Prompt » Would you please transcribe, exactly as written, the lines of the entries below starting at the one that holds "PR #30092, opened 2026-08-06" and ending at the one that holds "This PR removes", both included?

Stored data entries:

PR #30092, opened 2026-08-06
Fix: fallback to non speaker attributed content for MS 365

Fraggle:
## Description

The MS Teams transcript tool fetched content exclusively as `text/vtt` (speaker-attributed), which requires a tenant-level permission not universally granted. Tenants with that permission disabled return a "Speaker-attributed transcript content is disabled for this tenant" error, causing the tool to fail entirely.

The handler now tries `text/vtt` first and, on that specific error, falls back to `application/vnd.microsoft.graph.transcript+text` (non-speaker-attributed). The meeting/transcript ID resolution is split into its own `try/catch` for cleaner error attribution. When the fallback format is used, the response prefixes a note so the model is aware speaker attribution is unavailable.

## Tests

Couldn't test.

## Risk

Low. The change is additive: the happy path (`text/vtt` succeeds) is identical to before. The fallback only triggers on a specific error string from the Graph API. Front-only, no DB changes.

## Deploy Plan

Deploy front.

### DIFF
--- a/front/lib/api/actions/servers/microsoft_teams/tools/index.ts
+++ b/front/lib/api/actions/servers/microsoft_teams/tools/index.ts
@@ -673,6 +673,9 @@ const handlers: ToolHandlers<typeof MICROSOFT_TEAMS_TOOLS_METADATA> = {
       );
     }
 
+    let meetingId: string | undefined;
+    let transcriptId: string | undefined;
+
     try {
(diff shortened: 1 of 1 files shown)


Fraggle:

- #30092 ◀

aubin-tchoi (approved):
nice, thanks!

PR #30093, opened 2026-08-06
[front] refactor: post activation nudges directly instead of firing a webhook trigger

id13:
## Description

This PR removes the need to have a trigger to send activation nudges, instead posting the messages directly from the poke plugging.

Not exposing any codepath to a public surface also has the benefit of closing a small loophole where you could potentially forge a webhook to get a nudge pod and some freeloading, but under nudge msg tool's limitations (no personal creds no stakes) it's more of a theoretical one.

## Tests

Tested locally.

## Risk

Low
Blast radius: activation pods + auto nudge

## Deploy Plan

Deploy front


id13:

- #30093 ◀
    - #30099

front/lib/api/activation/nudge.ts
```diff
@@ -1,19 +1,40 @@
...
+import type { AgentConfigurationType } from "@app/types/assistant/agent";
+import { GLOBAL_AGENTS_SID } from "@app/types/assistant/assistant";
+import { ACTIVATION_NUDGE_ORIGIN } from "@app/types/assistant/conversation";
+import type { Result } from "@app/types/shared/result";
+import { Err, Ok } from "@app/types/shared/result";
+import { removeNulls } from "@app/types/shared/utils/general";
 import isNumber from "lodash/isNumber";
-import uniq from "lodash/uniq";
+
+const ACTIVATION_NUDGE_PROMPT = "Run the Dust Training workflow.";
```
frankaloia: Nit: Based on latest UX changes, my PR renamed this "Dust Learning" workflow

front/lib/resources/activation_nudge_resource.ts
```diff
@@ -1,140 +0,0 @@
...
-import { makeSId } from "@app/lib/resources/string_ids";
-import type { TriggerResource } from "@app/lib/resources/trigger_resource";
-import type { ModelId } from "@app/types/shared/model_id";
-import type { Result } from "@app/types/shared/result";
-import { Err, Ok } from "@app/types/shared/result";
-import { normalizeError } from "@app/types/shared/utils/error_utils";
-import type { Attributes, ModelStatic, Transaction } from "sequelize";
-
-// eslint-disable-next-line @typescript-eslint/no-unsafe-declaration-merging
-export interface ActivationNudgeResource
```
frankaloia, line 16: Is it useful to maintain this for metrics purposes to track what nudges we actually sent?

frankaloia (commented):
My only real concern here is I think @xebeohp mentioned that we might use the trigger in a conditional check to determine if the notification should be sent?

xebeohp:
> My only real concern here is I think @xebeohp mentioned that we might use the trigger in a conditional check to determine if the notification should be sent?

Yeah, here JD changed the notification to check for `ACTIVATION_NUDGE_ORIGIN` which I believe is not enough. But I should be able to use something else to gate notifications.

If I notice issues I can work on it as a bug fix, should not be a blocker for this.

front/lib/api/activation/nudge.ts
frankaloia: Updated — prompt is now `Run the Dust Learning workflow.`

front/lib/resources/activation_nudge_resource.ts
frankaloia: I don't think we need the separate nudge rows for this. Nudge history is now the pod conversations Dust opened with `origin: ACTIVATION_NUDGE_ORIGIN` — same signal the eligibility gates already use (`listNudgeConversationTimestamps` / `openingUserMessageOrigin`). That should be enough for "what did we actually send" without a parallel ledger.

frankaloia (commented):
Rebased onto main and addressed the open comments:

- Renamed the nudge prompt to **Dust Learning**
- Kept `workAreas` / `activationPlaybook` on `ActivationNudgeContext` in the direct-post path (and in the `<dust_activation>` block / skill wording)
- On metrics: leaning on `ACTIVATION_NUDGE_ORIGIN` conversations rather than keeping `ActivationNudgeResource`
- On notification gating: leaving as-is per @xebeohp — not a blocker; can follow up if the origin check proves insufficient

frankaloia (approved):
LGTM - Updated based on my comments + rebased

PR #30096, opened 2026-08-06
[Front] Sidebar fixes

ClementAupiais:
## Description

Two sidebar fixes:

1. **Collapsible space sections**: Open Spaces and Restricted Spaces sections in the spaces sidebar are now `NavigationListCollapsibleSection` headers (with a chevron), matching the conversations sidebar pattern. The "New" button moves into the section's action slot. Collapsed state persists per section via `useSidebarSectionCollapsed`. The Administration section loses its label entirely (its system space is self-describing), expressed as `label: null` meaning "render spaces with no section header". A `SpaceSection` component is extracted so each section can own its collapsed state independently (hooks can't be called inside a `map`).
==
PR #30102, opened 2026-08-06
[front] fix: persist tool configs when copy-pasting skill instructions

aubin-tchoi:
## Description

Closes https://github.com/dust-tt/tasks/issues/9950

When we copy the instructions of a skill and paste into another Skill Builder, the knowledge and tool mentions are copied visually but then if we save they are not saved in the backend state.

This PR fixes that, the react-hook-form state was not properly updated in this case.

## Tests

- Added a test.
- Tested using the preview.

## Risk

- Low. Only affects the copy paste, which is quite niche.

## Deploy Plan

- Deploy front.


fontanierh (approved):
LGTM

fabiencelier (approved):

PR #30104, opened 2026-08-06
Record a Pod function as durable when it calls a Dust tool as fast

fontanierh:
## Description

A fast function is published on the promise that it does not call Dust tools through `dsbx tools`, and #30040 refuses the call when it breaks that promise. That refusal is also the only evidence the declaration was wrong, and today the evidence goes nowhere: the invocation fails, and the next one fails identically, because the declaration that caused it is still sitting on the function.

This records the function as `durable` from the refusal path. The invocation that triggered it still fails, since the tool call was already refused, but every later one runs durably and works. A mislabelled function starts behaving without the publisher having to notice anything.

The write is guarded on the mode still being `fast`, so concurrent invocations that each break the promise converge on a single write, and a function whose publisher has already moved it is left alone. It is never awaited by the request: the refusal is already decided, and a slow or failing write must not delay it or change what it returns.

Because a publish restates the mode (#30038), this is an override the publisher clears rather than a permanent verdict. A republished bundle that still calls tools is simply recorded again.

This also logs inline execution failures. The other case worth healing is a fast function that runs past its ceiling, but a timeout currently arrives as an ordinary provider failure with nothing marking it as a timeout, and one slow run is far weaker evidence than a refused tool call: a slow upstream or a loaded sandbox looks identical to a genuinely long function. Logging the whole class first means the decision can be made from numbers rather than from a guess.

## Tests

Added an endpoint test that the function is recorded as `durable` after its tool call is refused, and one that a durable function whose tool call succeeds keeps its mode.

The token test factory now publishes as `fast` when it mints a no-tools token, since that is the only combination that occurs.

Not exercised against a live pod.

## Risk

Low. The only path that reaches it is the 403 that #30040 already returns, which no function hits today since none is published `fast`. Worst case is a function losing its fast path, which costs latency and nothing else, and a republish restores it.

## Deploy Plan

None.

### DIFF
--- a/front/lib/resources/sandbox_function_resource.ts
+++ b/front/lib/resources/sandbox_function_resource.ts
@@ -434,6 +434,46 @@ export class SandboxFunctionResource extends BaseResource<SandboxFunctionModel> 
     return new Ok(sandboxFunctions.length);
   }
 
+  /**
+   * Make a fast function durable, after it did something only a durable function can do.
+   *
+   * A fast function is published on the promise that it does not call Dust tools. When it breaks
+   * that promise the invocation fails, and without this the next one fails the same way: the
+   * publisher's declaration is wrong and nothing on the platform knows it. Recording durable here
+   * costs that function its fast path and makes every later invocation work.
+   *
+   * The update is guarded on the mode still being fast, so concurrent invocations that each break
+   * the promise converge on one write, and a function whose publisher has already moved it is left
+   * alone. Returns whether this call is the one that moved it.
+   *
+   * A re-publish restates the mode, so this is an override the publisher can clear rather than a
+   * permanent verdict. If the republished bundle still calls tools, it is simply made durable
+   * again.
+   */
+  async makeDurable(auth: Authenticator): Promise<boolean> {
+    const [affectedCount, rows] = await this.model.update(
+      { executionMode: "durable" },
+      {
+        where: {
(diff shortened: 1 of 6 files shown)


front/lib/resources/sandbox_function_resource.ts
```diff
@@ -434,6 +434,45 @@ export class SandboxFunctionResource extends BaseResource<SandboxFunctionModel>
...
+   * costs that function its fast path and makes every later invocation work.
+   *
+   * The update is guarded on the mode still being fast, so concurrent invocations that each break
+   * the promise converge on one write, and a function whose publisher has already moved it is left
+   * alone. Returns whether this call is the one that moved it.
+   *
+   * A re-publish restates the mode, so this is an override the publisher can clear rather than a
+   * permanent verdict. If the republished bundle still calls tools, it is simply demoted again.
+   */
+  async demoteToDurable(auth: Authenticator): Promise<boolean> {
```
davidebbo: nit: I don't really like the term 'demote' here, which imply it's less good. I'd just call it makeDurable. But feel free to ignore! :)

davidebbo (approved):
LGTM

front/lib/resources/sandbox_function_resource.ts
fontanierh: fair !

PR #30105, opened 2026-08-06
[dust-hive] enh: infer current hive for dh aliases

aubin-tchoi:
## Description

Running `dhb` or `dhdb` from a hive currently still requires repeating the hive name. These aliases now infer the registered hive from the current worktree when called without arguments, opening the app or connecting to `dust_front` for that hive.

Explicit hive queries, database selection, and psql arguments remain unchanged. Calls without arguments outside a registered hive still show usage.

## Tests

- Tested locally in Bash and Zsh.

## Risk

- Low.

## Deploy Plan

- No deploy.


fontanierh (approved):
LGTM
...
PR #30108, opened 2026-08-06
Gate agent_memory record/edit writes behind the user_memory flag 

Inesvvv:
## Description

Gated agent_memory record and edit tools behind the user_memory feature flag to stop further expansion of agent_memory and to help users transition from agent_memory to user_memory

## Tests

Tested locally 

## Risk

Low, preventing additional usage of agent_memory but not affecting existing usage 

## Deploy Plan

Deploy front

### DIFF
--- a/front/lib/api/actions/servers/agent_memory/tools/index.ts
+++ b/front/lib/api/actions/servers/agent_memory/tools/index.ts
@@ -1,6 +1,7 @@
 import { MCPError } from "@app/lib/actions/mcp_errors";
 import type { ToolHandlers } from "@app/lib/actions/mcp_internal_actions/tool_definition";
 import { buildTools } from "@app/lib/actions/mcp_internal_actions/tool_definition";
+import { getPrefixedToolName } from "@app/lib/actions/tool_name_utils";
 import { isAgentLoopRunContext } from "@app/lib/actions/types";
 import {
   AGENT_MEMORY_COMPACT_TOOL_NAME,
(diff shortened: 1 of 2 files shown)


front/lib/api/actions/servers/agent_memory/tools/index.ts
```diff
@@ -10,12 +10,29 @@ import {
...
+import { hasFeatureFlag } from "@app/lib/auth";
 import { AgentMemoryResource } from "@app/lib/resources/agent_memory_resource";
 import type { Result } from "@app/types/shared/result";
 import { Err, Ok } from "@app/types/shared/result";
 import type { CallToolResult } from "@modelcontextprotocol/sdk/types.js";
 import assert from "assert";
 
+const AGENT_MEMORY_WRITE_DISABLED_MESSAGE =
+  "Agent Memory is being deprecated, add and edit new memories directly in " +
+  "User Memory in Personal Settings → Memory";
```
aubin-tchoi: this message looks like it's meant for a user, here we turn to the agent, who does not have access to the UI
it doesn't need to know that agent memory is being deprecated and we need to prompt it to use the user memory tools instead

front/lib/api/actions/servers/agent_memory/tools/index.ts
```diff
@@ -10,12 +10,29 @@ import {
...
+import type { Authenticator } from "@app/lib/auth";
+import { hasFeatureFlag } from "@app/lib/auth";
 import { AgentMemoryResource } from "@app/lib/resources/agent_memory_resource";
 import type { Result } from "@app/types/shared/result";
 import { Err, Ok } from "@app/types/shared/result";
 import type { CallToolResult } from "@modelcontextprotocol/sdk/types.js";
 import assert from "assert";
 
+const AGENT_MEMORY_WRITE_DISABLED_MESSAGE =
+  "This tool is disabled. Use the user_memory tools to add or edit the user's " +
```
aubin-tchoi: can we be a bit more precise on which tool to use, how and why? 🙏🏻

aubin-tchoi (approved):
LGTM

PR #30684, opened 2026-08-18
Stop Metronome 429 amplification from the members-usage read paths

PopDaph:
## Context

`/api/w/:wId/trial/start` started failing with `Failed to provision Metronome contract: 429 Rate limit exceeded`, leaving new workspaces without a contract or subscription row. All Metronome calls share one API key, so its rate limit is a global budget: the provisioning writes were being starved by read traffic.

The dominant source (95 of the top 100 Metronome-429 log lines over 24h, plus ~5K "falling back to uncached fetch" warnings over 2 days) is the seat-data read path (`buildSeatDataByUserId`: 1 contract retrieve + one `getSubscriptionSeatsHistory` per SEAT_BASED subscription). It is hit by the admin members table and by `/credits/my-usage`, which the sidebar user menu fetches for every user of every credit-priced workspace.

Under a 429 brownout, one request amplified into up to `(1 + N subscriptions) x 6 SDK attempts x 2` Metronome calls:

Written reply »
PR #30092, opened 2026-08-06
Fix: fallback to non speaker attributed content for MS 365

Fraggle:
## Description

The MS Teams transcript tool fetched content exclusively as `text/vtt` (speaker-attributed), which requires a tenant-level permission not universally granted. Tenants with that permission disabled return a "Speaker-attributed transcript content is disabled for this tenant" error, causing the tool to fail entirely.

The handler now tries `text/vtt` first and, on that specific error, falls back to `application/vnd.microsoft.graph.transcript+text` (non-speaker-attributed). The meeting/transcript ID resolution is split into its own `try/catch` for cleaner error attribution. When the fallback format is used, the response prefixes a note so the model is aware speaker attribution is unavailable.

## Tests

Couldn't test.

## Risk

Low. The change is additive: the happy path (`text/vtt` succeeds) is identical to before. The fallback only triggers on a specific error string from the Graph API. Front-only, no DB changes.

## Deploy Plan

Deploy front.

### DIFF
--- a/front/lib/api/actions/servers/microsoft_teams/tools/index.ts
+++ b/front/lib/api/actions/servers/microsoft_teams/tools/index.ts
@@ -673,6 +673,9 @@ const handlers: ToolHandlers<typeof MICROSOFT_TEAMS_TOOLS_METADATA> = {
       );
     }
 
+    let meetingId: string | undefined;
+    let transcriptId: string | undefined;
+
     try {
(diff shortened: 1 of 1 files shown)


Fraggle:

- #30092 ◀

aubin-tchoi (approved):
nice, thanks!

PR #30093, opened 2026-08-06
[front] refactor: post activation nudges directly instead of firing a webhook trigger

id13:
## Description

This PR removes the need to have a trigger to send activation nudges, instead posting the messages directly from the poke plugging.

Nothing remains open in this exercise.